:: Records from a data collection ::
PR #2225, opened 2022-11-03
Remove old session client

benjaminpkane:
Removes the old client module that has been replaced by [fiftyone.core.session.client](https://github.com/voxel51/fiftyone/blob/develop/fiftyone/core/session/client.py).


kaixi-wang (approved):
lgtm!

:: AIM OF THE TASK ::
Return word for word the line with "Removes the old" and every line after it through the end of the records above.

:: TASK SOLUTION ::
Removes the old client module that has been replaced by [fiftyone.core.session.client](https://github.com/voxel51/fiftyone/blob/develop/fiftyone/core/session/client.py).


kaixi-wang (approved):
lgtm!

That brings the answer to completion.